Chronic Change and Configuration Management Challenge
In today's complex IT landscape, IT Ops has to stay on top of multiple events and processes in order to maintain stability and keep the systems performing as needed, so that the business can reliably focus on what matters most. This challenge is further intensified by the efforts of agile software development, racing to meet ongoing and changing demands of today's business services. IT ops now have to manage complex processes in dynamic environments and keep on top of a hectic pace of deploying releases, patches and hotfixes.
Yet lacking descriptive analytics, IT ops is challenged for how to approach a problem. They don't have any way to connect the impact the changes create to a reason, the change itself.
Operations has looked to APM solutions, and at monitoring these environments.

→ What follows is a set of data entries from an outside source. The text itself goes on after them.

Issue #1527, opened 2023-07-13
Consider a "Deploy on Release" model


thekaveman:
Today, our [release process](http://docs.calitp.org/benefits/deployment/release/) requires a number of manual steps, and at least 1 Pull Request requiring interaction from at least 2 people (the author and an approver). This works well but is cumbersome, and could be more efficient especially for getting urgent or timely changes out.

Further, we have 3 separate "versions" of the code across the `dev`, `test`, and `prod` branches. The explicit branch naming makes it easy to see where each environment is, but it also means we're constantly merging and needing to remember the state of each branch (e.g. is `test` ready to release to `prod`? Did we merge that fix into `test` yet?)

The final step in our release process today is to tag and create a [GitHub release](https://github.com/cal-itp/benefits/releases). 

I propose we invert this model and instead make the tagging and GitHub release the initial step that kicks off the rest of the deployment.

### Branches

* We remove the 3 environment branches: `dev`, `test`, and `prod`
* All new code is merged to a single default branch `main`
* `dev` would essentially be renamed to `main` but otherwise function the same

### Deployments

* Merging to `main` deploys to the `dev` environment (just like merging to `dev` today)
* Creating a GitHub pre-release deploys to the `test` environment
* Create a GitHub release deploys to the `prod` environment

## Discussion

Creating a GitHub Release requires an associated `git tag`. 

Today we tag the `prod` branch at the end of the process, just before creating the GitHub Release.

Under this new proposed model:

* All the code (generally) is in a single branch / timeline `main`
* We tag at the beginning of the process to signal a release
* We have far more tags on the `main` branch, as both `test` and `prod` releases are tagged
* Releases are just specific points in the timeline ("forward" or "backward")
* We could think about using tag names or partial names to signify specific features (e.g. `sacrt` or `veterans`)
* `release == tag == commit`

### Pros

* Simpler release process: choose a commit, tag it, push the tag, make a (pre) release in GitHub
* Reduced friction to release: no more PRs for approval, drastically reduced [release checklist](https://github.com/cal-itp/benefits/issues/new?assignees=&labels=release&projects=&template=release.yml&title=Make+a+Release)
* Easier to get features and fixes out sooner
* Features and fixes can be released to `test` / `prod` independent of where or whether the commit is in `main`

### Cons

* There will be a lot of tags
* It may be _too easy_ to make a deployment? E.g. broken code, tests not passing
[...]

PR #2202, opened 2024-07-05
Chore: Rename `dev` branch to `main`

lalver1:
This PR implements the first step of code changes needed to transition the `benefits` repository to tag-based deployments as described in #1527. The code changes are associated with:

- GitHub workflows
- GitHub Issues template
- Terraform
- References to `dev` in the documentation or code comments

To merge these code changes:

- [x] [Rename](https://docs.github.com/en/repositories/configuring-branches-and-merges-in-your-repository/managing-branches-in-your-repository/renaming-a-branch#renaming-a-branch) the `dev` branch to `main` in the repository's settings. Renaming instead of creating a new branch avoids having to set up branch protection rules again for `main`.
- [x] Create the `main` environment in GitHub’s Environments settings page following the same configuration as the `dev` environment
  - [ ] Set `AZURE_WEBAPP_PUBLISH_PROFILE`
  - [ ] Set `AZURE_WEBAPP_NAME`
- [ ] Merge this PR since GitHub will automatically [update the base branch of this PR to `main`](https://docs.github.com/en/repositories/configuring-branches-and-merges-in-your-repository/managing-branches-in-your-repository/renaming-a-branch#about-renaming-branches).

## Notes

These may be helpful when reviewing [workspace.py](https://github.com/cal-itp/benefits/pull/2202/files#diff-33a8fda4d235c86352a2629618f4d0829b626df6084edef709ad22d97e8f80fc):

- `REASON` = `Build.Reason`: The event that caused the build to run.
- `OTHER_SOURCE` = `System.PullRequest.SourceBranch`: The branch that is being reviewed in a pull request.
- `INDIVIDUAL_SOURCE` = `Build.SourceBranchName`: The name of the branch in the triggering repo the build was queued for.
- `TARGET` = `System.PullRequest.TargetBranch`: The branch that is the target of a pull request.

### DIFF
--- a/terraform/pipeline/workspace.py
+++ b/terraform/pipeline/workspace.py
@@ -5,29 +5,30 @@ import os
 import sys
 
 REASON = os.environ["REASON"]
+
 # the name of the variable that Azure Pipelines uses for the source branch
 # depends on the type of run, so need to check both
 SOURCE = os.environ.get("OTHER_SOURCE") or os.environ["INDIVIDUAL_SOURCE"]
+
 TARGET = os.environ["TARGET"]
 
-# the branches that correspond to environments
-ENV_BRANCHES = ["dev", "test", "prod"]
+# branch to workspace mapping
+WORKSPACES = {"main": "dev", "test": "test", "prod": "default"}
+# workspace to service connection mapping
+SERVICE_CONNECTIONS = {"dev": "Development", "test": "Development", "default": "Production"}
 
-if REASON == "PullRequest" and TARGET in ENV_BRANCHES:
+if REASON == "PullRequest" and TARGET in WORKSPACES:
     # it's a pull request against one of the environment branches, so use the
     # target branch
-    environment = TARGET
-elif REASON in ["IndividualCI", "Manual"] and SOURCE in ENV_BRANCHES:
+    workspace = WORKSPACES[TARGET]
+elif REASON in ["IndividualCI", "Manual"] and SOURCE in WORKSPACES:
     # it's being run on one of the environment branches, so use that
-    environment = SOURCE
+    workspace = WORKSPACES[SOURCE]
 else:
     # default to running against dev
-    environment = "dev"
+    workspace = "dev"
 
-# matching logic in ../init.sh
-workspace = "default" if environment == "prod" else environment
-
-service_connection = "Production" if environment == "prod" else "Development"
+service_connection = SERVICE_CONNECTIONS[workspace]
 
 # just for troubleshooting
 if TARGET is not None:
--- a/.github/ISSUE_TEMPLATE/release.yml
+++ b/.github/ISSUE_TEMPLATE/release.yml
@@ -55,8 +55,8 @@ body:
 
         Reference the diagram and discussion on [the release process docs](https://docs.calitp.org/benefits/deployment/release/).
 
-        * `Regular` release: propagates from `dev` to `test`, and then `test` to `prod`. Only possible if `dev` is ready to deploy.
-        * `Hotfix` release: fix is merged into `prod`. After release, fix is propagated to `dev` and `test`.
+        * `Regular` release: propagates from `main` to `test`, and then `test` to `prod`. Only possible if `main` is ready to deploy.
+        * `Hotfix` release: fix is merged into `prod`. After release, fix is propagated to `main` and `test`.
   - type: dropdown
     id: type
     attributes:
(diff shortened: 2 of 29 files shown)


.github/workflows/labeler-deploy-main.yml
```diff
@@ -12,10 +12,10 @@ on:
...
 jobs:
-  label-deployment-dev:
+  label-deployment-main:
     runs-on: ubuntu-latest
     steps:
       - name: add-label
         uses: andymckay/labeler@master
         with:
-          add-labels: "deployment-dev"
+          add-labels: "deployment-main"
```
thekaveman, line 21: Let's actually keep this label as `deployment-dev` and the workflow name / job name the same. It is a marking a deployment to the `dev` environment.

But we do need to change the branch as you've done here.

terraform/pipeline/workspace.py
```diff
@@ -5,18 +5,20 @@
...
+
 # the name of the variable that Azure Pipelines uses for the source branch
 # depends on the type of run, so need to check both
 SOURCE = os.environ.get("OTHER_SOURCE") or os.environ["INDIVIDUAL_SOURCE"]
+
 TARGET = os.environ["TARGET"]
 
 # the branches that correspond to environments
-ENV_BRANCHES = ["dev", "test", "prod"]
+ENV_BRANCHES = {"main": "dev", "test": "test", "prod": "prod"}
```
thekaveman, line 16: This is great to use a dictionary here instead of a list, couple of comments:

* The `key` of the items is the branch name; the `value` of the items is the workspace/environment name
* This allows us to have a different workspace name from the branch name
* It also means in the code, there's no need to have both an `environment` and `workspace` variable, since those were both used to help make the distinction between branch name and workspace name, that is now encoded in the dict

So a couple changes are still needed:

* Rename `environment` to `workspace`
* In both line 21 and line 24, use the dict to get the value for the `TARGET` or `SOURCE` branch
* Delete line 30, since `workspace` is now set appropriately
* Update line 32 `service_connection` to check `workspace` instead of `environment`
  * Further idea, create a new dict mapping workspace name to service connection name and use a lookup

I think this will really help simplify the code here.

thekaveman (changes requested):
Looking really good :+1: I have just a couple of comments on a few different areas, we can talk through everything at our pairing session.

terraform/pipeline/workspace.py
lalver1: Thanks for the comments! I was still not completely clear about how the workspace/environment was being used but this explanation is really helpful, I think I got it now. Only `workspace` and `service_connection` are actually passed back to `azure-pipelines.yml` in `env_select` so these changes do make the code simpler 👍

angela-tran: The `prod` branch should map to the `default` workspace

terraform/pipeline/workspace.py
```diff
@@ -5,29 +5,32 @@
...
+    workspace = ENV_BRANCHES[SOURCE]
 else:
     # default to running against dev
-    environment = "dev"
+    workspace = "dev"
 
 # matching logic in ../init.sh
-workspace = "default" if environment == "prod" else environment
+# workspace to service connection mapping
+service_connections = {"dev": "Development", "test": "Development", "prod": "Production"}
```
angela-tran, line 31: I suggest replacing `prod` with `default` here (assuming the `ENV_BRANCHES` dict is updated to map to the `prod` branch to the `default` workspace)

terraform/pipeline/workspace.py
thekaveman: Here's a reminder of the mapping: https://docs.calitp.org/benefits/deployment/infrastructure/#environments

angela-tran: Maybe we rename `ENV_BRANCHES` to `WORKSPACES`?

terraform/pipeline/workspace.py
lalver1: Ah that's true, thank you!

terraform/pipeline/workspace.py
lalver1: Thanks for catching that the `prod` branch should map to the `default` workspace!
I renamed `ENV_BRANCHES` to `WORKSPACES` to match the naming pattern of `service_connections` in line 31 but we can change the naming if we find something more descriptive.

terraform/pipeline/workspace.py
```diff
@@ -5,29 +5,32 @@
...
+    workspace = WORKSPACES[SOURCE]
 else:
     # default to running against dev
-    environment = "dev"
+    workspace = "dev"
 
 # matching logic in ../init.sh
-workspace = "default" if environment == "prod" else environment
+# workspace to service connection mapping
+service_connections = {"dev": "Development", "test": "Development", "default": "Production"}
```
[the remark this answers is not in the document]
lalver1: Yep, that makes sense, I'll make that change 👍 
I'll also remove the `# matching logic in ../init.sh` comment since the `environment` to `workspace` mapping is in `../init.sh` and it looks like we don't need to mention it here anymore.

thekaveman (approved):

However while this provides a ton of information describing current and historical availability and performance of the systems, the IT team is still at a loss for gaining useful operational inference from this data.
Traditional CCM tools also offer no visibility to pinpoint what actually changed. Change requests remain on a high level, where no one knows what was actually altered as the result of the requests. With lack of visibility into and management of configuration, the risk introduced by changes expands, leaving no way to track down problems.
IT Operations Analytics Needs
Between applications, environments, and underlying infrastructure, mistakes and unauthorized changes can still happen (and do, as we seen with a number of high profile organizations) demanding that IT ops spend time managing detailed configuration values. Configuration management doesn't have to be the painful experience that we've painted. Based on comprehensive collection of configuration parameters, IT operations analytics can translate abundant detailed configuration data and frequent changes into critical decision-support information. This allows IT managers to see the actual state of environment, and get actionable insights that address practical day-to-day operations questions (like, when an incident occurs, can you quickly know "what changed"? etc.).
At this point, while IT Operations Analytics is still at a nascent stage, it is a worthwhile area to explore, and not fall back into the old habits of reverse engineering and backward guessing.